* [Exercise prompt]: Of the entries below, return exactly those lines that fall between the one containing "onyx.db.chat import reserve_multi_model_message_ids" and the one containing "from onyx.utils.telemetry import", the two end lines included.

* [Record excerpts]:
--------------------------------------------------

PR #9647, opened 2026-03-25
feat(chat): add multi-model parallel streaming backend

nmgarza5:
## Description

Implements the server-side execution path for multi-model comparison — running 2–3 LLMs in parallel on a single chat request and streaming their interleaved responses to the client. Stacked on #9803.

**New in this PR:**

- **`handle_multi_model_stream`** — new entry point; validates 2–3 overrides, rejects deep research, delegates to `_stream_chat_turn`
- **`build_chat_turn`** — extended to accept `llm_overrides`; reserves N `ChatMessage` IDs and yields `MultiModelMessageResponseIDInfo` for multi-model turns; single-model path unchanged
- **`_run_models`** — parallel execution engine with `ThreadPoolExecutor`; one worker thread per model, shared `queue.Queue`, drain loop with per-model error isolation; includes three concurrency correctness fixes:
  - **B1** (`completion_locks`): prevents double-completion race when a model finishes just before `GeneratorExit` fires on HTTP disconnect
  - **B2** (`model_errored` flag): stop-button loop skips errored models instead of saving "stopped by user" for a model that actually threw an exception
  - **P1** (`_delete_orphaned_message`): normal completion, stop-button, and disconnect paths delete reserved `ChatMessage` rows for models that errored
- **`reserve_multi_model_message_ids` / `set_preferred_response`** — DB helpers in `chat.py`
- **`chat_backend.py`** — new multi-model API endpoints
- **`test_multi_model_streaming.py`** — 26 unit tests covering emitter routing, drain-loop behaviour, cancellation, B1/B2/P1 races

**Backwards compatibility:** `handle_stream_message_objects` signature is unchanged; all existing single-model callers continue working through the same `_stream_chat_turn` path with `llm_overrides=None`.

## Additional Options

### DIFF
--- a/backend/onyx/chat/process_message.py
+++ b/backend/onyx/chat/process_message.py
@@ -13,7 +13,6 @@ from collections.abc import Callable
 from collections.abc import Generator
 from concurrent.futures import ThreadPoolExecutor
 from contextvars import Token
-from dataclasses import dataclass
 from typing import Final
 from uuid import UUID
 
@@ -71,7 +70,6 @@ from onyx.db.chat import reserve_multi_model_message_ids
 from onyx.db.engine.sql_engine import get_session_with_current_tenant
 from onyx.db.enums import HookPoint
 from onyx.db.memory import get_memories
-from onyx.db.memory import UserMemoryContext
 from onyx.db.models import ChatMessage
 from onyx.db.models import Persona
 from onyx.db.models import User
@@ -124,12 +122,12 @@ from onyx.tools.tool_constructor import FileReaderToolConfig
 from onyx.tools.tool_constructor import SearchToolConfig
 from onyx.utils.logger import setup_logger
 from onyx.utils.telemetry import mt_cloud_telemetry
-from onyx.utils.threadpool_concurrency import run_multiple_in_background
 from onyx.utils.timing import log_function_time
 from shared_configs.contextvars import get_current_tenant_id
 
 logger = setup_logger()
 ERROR_TYPE_CANCELLED = "cancelled"
+APPROX_CHARS_PER_TOKEN = 4
 
 
 def _collect_available_file_ids(
@@ -309,9 +307,13 @@ def extract_context_files(
     # Aggregate tokens for the file content that will be added
     # Skip tokens for those with metadata only
     aggregate_tokens = sum(
-        uf.token_count or 0 for uf in user_files if not mime_type_to_chat_file_type(uf.file_type).use_metadata_only()
+        uf.token_count or 0
+        for uf in user_files
+        if not mime_type_to_chat_file_type(uf.file_type).use_metadata_only()
     )
-    max_actual_tokens = (llm_max_context_window - reserved_token_count) * max_llm_context_percentage
+    max_actual_tokens = (
+        llm_max_context_window - reserved_token_count
+    ) * max_llm_context_percentage
 
     if aggregate_tokens >= max_actual_tokens:
         use_as_search_filter = not DISABLE_VECTOR_DB
@@ -319,7 +321,9 @@ def extract_context_files(
             overflow_tool_metadata = [_build_tool_metadata(uf) for uf in user_files]
         else:
             overflow_tool_metadata = [
-                _build_tool_metadata(uf) for uf in user_files if mime_type_to_chat_file_type(uf.file_type).use_metadata_only()
+                _build_tool_metadata(uf)
+                for uf in user_files
+                if mime_type_to_chat_file_type(uf.file_type).use_metadata_only()
             ]
         return ExtractedContextFiles(
             file_texts=[],
@@ -352,7 +356,9 @@ def extract_context_files(
             # Metadata-only files are not injected as full text.
             # Only the metadata is provided, with LLM using tools
             if not uf:
-                logger.error(f"File with id={f.file_id} in metadata-only path with no associated user file")
+                logger.error(
+                    f"File with id={f.file_id} in metadata-only path with no associated user file"
+                )
                 continue
             tool_metadata.append(_build_tool_metadata(uf))
         elif f.file_type.is_text_file():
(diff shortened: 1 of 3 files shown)


nmgarza5:
@greptile

backend/onyx/chat/process_message.py
```diff
@@ -1069,6 +1079,583 @@ def llm_loop_completion_callback(
             logger.exception("Error in setting processing status")
 
 
+def _build_model_display_name(override: LLMOverride) -> str:
+    """Build a human-readable display name from an LLM override."""
+    if override.display_name:
+        return override.display_name
+    if override.model_version:
```
evan-onyx: I feel like this shouldn't be the way we get display name: if we ever go past the first case then the user will be confused when their model is just "OpenAI" or wtvr

backend/onyx/chat/process_message.py
```diff
@@ -1069,6 +1079,583 @@ def llm_loop_completion_callback(
...
+    """Emitter that tags packets with model_index and forwards directly to a shared queue.
+
+    Unlike the standard Emitter (which accumulates in a local bus), this puts
+    packets into the shared merged_queue in real-time as they're emitted. This
+    enables true parallel streaming — packets from multiple models interleave
+    on the wire instead of arriving in bursts after each model completes.
+    """
+
+    def __init__(self, model_idx: int, merged_queue: queue.Queue) -> None:
+        super().__init__(queue.Queue())  # bus exists for compat, unused
```
evan-onyx: this breaks the main thing that the Emitter class is supposed to do afaik

backend/onyx/chat/process_message.py
```diff
@@ -412,6 +414,9 @@ def extract_context_files(
     )
 
 
+APPROX_CHARS_PER_TOKEN = 4
```
evan-onyx: nit: this should probably stay top of file

backend/onyx/chat/process_message.py
```diff
@@ -611,21 +623,42 @@ def build_chat_turn(
...
-    check_llm_cost_limit_for_provider(
-        db_session=db_session,
-        tenant_id=tenant_id,
-        llm_provider_api_key=primary_llm.config.api_key,
-    )
-    llms = [primary_llm]
-    model_display_names = [""]
-    token_counter = get_llm_token_counter(primary_llm)
+    # then build the LLM instance(s).
+    if is_multi:
```
evan-onyx: nit: I think this is cleaner (replacing the whole block):

```
llms: list[LLM] = []
model_display_names: list[str] = []
selected_overrides = llm_overrides if is_multi else [new_msg_req.llm_override or chat_session.llm_override]
for override in selected_overrides:
    llm = get_llm_for_persona(
        persona=persona,
        user=user,
        llm_override=override,
        additional_headers=litellm_additional_headers,
    )
    check_llm_cost_limit_for_provider(
        db_session=db_session,
        tenant_id=tenant_id,
        llm_provider_api_key=llm.config.api_key,
    )
    llms.append(llm)
    model_display_names.append(_build_model_display_name(override))
token_counter = get_llm_token_counter(llms[0])

# not sure why we do this, but to maintain parity with previous code:
if not is_multi:
    model_display_names = [""]
```

backend/onyx/chat/process_message.py
```diff
@@ -786,7 +819,12 @@ def build_chat_turn(
         db_session=db_session,
     )
 
-    llm_max_context_window = llms[0].config.max_input_tokens
+    # For multi-model: use the smallest context window across all models for safety
+    llm_max_context_window = (
+        min(llm.config.max_input_tokens for llm in llms)
+        if is_multi
```
evan-onyx: nit: don't need the if/else, just use min

backend/onyx/chat/process_message.py
```diff
@@ -1115,9 +1187,7 @@ def _run_model(model_idx: int) -> None:
                     if assistant_message is not None:
                         llm_loop_completion_handle(
                             state_container=state_containers[model_idx],
-                            # model_succeeded[model_idx] is True here (guard above),
-                            # so treat as connected — avoids "stopped by user" suffix.
-                            is_connected=lambda: model_succeeded[model_idx],
+                            is_connected=lambda: True,
```
evan-onyx: leaving a shorter version of the previously existing comment would probs be helpful for someone

backend/onyx/chat/process_message.py
```diff
@@ -991,11 +1048,20 @@ def _run_models(
...
 
     # Set when the drain loop exits early (HTTP disconnect / GeneratorExit).
     # Signals emitters to skip future puts and workers to self-complete.
     drain_done = threading.Event()
 
+    # One lock per model. acquire(blocking=False) claims completion responsibility.
+    # Whichever caller (worker self-complete or disconnect handler) acquires first
+    # is the one that calls llm_loop_completion_handle for that model.
+    # Locks are intentionally never released — they serve as permanent "claimed" markers.
+    completion_locks: list[threading.Lock] = [threading.Lock() for _ in range(n_models)]
```
evan-onyx: I'd ideally like to not need locks here by i.e. having all LLM completion (errors and normal completion) be handled by the main thread. But if this isn't doable or makes things extra gross then we can leave as is.

backend/onyx/db/chat.py
```diff
@@ -131,47 +132,32 @@ def get_chat_sessions_by_user(
...
+            .where(ChatMessage.chat_session_id == ChatSession.id)
+            .where(ChatMessage.message_type != MessageType.SYSTEM)
+            .correlate(ChatSession)
+        )
 
-    result = db_session.execute(stmt)
-    chat_sessions = list(result.scalars().all())
-
-    if not include_failed_chats and chat_sessions:
-        # Filter out "failed" sessions (those with only SYSTEM messages)
```
evan-onyx, line 148: I'm very nervous that we're switching to the approach that this comment explicitly recommends against 😅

--------------------------------------------------

* [Answer space]:
@@ -71,7 +70,6 @@ from onyx.db.chat import reserve_multi_model_message_ids
 from onyx.db.engine.sql_engine import get_session_with_current_tenant
 from onyx.db.enums import HookPoint
 from onyx.db.memory import get_memories
-from onyx.db.memory import UserMemoryContext
 from onyx.db.models import ChatMessage
 from onyx.db.models import Persona
 from onyx.db.models import User
@@ -124,12 +122,12 @@ from onyx.tools.tool_constructor import FileReaderToolConfig
 from onyx.tools.tool_constructor import SearchToolConfig
 from onyx.utils.logger import setup_logger
 from onyx.utils.telemetry import mt_cloud_telemetry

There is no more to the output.